- What is needed: Can you restate the lines of the entries below, word for word, from the first one through the line that includes "PR #1178, opened 2022-09-22"?

Data Block Start

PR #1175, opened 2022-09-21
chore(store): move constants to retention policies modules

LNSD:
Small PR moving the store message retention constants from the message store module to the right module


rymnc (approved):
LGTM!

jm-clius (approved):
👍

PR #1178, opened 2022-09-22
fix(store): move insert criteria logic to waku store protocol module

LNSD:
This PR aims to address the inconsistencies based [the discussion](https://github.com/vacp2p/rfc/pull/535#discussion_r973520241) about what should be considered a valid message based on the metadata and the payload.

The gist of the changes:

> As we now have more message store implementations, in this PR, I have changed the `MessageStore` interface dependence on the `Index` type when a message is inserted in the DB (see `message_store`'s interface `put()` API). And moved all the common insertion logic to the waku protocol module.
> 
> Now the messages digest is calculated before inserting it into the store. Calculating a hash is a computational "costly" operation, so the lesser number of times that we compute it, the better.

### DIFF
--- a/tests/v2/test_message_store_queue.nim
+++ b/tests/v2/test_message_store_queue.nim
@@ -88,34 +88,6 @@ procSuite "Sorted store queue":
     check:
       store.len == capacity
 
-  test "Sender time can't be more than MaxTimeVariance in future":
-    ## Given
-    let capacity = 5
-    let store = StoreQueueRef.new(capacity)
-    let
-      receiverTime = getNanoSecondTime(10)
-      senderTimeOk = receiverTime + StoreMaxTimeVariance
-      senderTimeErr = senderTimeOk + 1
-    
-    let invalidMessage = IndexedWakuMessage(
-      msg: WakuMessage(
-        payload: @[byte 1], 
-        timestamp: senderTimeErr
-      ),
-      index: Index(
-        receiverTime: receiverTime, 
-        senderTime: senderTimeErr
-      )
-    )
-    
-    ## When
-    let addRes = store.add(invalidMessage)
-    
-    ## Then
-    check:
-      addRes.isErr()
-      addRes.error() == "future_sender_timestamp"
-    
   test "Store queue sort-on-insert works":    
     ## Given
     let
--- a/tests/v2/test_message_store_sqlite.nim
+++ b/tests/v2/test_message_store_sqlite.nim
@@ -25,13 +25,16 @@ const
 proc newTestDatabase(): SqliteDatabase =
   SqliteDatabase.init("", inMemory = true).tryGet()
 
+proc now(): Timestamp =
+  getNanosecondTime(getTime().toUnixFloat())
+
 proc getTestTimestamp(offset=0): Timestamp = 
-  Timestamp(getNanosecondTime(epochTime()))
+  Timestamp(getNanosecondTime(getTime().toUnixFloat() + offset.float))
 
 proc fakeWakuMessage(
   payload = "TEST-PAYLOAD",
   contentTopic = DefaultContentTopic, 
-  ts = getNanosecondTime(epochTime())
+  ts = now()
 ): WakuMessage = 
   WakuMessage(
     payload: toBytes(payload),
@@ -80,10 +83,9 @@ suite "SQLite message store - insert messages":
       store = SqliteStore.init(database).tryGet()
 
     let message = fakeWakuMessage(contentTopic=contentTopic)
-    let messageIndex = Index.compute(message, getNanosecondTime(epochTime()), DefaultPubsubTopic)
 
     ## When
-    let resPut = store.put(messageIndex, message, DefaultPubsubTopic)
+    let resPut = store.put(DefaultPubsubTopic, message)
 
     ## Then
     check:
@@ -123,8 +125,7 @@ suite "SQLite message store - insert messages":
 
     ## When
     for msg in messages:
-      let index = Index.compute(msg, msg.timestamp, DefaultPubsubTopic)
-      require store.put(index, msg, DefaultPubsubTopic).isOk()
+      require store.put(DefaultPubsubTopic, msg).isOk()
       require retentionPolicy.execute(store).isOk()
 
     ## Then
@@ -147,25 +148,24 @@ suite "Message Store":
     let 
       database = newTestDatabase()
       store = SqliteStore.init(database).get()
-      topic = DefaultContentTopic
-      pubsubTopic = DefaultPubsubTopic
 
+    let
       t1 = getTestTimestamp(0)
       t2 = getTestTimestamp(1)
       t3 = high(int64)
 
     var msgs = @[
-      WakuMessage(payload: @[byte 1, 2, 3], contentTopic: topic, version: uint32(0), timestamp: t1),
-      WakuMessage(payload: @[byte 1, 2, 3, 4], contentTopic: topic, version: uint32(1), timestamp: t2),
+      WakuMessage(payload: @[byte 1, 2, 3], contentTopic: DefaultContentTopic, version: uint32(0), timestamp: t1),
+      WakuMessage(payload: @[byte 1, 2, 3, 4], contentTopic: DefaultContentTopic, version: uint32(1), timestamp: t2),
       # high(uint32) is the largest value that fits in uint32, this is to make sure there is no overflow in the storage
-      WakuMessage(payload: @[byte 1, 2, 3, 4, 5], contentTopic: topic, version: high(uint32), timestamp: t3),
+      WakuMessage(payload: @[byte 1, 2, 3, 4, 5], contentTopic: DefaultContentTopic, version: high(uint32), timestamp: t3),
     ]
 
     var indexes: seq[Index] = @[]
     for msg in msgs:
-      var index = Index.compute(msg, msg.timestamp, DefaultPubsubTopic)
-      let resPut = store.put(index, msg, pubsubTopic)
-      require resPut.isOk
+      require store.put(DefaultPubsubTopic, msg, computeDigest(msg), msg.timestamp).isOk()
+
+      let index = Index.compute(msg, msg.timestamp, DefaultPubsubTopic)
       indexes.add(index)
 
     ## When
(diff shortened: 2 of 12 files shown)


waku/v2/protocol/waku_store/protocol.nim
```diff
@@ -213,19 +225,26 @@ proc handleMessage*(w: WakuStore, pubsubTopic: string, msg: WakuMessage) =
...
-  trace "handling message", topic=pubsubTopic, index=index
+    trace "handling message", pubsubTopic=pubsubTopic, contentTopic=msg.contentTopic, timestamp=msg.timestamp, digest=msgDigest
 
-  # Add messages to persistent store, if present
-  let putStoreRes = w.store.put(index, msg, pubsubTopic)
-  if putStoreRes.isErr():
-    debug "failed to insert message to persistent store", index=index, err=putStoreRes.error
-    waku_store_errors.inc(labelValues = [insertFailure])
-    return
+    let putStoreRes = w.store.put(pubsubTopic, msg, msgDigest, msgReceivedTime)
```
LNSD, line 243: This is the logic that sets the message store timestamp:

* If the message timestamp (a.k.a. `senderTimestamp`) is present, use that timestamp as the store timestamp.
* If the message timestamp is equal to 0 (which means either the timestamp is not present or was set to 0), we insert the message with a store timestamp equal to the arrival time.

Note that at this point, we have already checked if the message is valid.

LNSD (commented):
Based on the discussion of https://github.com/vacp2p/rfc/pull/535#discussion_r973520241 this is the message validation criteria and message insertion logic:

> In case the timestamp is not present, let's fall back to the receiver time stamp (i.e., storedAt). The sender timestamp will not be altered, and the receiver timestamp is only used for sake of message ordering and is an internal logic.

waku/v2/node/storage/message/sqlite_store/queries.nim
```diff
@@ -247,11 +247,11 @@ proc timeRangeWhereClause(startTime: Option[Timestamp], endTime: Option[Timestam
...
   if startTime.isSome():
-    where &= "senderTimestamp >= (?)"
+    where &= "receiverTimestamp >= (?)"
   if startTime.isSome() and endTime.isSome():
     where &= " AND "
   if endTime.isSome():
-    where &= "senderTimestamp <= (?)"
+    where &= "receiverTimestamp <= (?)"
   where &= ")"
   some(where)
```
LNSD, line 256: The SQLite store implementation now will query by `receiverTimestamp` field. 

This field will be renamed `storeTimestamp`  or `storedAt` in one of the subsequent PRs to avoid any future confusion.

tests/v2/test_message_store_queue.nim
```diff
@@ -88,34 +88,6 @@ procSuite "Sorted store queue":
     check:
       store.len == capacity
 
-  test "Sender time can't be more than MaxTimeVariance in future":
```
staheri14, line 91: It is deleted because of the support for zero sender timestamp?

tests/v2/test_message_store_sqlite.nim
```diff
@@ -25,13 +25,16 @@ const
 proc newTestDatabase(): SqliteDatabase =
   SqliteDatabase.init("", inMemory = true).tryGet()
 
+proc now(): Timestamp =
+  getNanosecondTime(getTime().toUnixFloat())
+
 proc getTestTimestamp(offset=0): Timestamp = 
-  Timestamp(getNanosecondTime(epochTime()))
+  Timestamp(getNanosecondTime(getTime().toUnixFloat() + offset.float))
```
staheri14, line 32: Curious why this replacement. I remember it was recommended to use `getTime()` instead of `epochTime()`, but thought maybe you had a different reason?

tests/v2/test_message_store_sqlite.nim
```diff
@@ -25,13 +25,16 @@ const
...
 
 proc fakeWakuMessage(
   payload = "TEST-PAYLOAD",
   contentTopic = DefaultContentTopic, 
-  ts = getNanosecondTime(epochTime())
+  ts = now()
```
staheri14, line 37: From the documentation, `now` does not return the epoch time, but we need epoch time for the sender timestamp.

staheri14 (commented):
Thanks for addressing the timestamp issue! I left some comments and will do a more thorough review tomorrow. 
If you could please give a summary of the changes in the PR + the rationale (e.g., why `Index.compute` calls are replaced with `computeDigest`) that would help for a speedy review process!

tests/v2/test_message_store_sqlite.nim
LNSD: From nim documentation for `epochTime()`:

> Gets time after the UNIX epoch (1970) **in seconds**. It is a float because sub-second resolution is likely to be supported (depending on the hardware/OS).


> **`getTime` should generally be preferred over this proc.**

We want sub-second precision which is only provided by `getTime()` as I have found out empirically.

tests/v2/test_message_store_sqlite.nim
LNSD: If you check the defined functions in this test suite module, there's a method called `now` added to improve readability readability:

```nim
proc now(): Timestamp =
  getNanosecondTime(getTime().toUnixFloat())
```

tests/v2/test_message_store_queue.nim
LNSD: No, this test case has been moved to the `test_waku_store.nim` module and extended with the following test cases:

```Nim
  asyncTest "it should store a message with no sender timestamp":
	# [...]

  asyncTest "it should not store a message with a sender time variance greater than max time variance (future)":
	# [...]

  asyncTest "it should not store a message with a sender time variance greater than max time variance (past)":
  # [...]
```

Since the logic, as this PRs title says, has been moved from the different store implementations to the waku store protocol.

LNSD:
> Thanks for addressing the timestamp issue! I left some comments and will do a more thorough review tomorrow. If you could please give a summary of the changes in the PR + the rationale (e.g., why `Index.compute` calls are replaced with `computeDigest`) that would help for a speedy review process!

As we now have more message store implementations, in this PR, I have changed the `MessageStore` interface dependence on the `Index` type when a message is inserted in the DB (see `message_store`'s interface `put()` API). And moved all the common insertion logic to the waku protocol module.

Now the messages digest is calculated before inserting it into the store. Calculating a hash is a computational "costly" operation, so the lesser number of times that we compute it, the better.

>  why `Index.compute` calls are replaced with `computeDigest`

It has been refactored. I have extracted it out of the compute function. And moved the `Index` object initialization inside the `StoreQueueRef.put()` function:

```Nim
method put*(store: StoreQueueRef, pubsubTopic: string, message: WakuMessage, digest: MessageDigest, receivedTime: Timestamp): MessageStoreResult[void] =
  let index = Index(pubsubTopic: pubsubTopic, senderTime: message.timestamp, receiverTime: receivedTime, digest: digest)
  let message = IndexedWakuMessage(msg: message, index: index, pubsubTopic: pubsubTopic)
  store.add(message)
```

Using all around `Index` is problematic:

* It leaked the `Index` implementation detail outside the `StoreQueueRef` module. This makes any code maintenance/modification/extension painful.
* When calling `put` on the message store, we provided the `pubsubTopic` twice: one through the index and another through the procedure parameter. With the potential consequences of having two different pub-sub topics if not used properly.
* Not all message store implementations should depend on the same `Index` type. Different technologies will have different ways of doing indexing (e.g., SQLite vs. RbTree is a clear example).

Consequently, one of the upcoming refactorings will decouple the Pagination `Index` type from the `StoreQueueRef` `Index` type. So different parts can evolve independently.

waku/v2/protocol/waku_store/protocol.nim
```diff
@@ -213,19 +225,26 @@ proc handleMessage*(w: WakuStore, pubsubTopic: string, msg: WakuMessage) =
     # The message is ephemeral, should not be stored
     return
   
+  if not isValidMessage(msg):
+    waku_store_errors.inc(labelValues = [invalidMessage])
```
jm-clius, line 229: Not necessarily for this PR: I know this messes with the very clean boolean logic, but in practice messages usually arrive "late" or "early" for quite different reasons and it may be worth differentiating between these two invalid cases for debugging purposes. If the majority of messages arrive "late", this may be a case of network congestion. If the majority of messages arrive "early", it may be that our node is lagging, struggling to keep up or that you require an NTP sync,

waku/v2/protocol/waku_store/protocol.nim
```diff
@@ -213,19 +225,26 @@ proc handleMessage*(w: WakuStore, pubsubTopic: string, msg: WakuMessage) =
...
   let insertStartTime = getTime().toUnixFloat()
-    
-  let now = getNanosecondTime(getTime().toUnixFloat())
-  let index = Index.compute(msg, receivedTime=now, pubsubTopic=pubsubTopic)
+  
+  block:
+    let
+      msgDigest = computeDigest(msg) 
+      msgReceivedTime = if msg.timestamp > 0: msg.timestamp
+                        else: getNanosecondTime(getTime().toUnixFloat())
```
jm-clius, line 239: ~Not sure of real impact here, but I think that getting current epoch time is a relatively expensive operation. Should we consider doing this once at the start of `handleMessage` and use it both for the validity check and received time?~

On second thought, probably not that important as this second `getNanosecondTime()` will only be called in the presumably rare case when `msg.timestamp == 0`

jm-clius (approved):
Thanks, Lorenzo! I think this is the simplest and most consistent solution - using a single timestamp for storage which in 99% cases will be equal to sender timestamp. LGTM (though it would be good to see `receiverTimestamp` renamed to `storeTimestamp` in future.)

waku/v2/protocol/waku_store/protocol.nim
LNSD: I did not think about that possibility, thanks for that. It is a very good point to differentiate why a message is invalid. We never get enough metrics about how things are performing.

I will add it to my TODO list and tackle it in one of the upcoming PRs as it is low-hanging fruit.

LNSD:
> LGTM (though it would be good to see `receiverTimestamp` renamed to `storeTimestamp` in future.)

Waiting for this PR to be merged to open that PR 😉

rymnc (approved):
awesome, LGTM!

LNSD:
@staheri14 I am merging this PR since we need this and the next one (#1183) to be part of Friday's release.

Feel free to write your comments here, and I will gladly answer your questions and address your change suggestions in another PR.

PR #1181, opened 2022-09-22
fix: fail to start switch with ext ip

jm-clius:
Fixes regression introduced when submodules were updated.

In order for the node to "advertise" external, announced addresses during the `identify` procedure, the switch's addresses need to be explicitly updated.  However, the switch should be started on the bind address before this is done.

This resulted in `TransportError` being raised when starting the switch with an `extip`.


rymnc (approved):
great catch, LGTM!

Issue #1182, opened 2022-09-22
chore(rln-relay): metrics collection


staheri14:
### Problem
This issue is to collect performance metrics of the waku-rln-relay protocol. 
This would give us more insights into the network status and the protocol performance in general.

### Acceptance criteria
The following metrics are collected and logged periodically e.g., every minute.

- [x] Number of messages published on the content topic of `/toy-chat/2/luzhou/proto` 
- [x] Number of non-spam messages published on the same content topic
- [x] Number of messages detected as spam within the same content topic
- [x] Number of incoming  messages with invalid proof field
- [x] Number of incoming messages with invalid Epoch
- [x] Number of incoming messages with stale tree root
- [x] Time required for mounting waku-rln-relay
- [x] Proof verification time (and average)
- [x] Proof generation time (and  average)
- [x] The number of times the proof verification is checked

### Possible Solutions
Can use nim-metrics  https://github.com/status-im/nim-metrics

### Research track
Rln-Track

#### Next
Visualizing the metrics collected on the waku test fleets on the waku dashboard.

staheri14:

Data Block End

- Written answer:
PR #1175, opened 2022-09-21
chore(store): move constants to retention policies modules

LNSD:
Small PR moving the store message retention constants from the message store module to the right module


rymnc (approved):
LGTM!

jm-clius (approved):
👍

PR #1178, opened 2022-09-22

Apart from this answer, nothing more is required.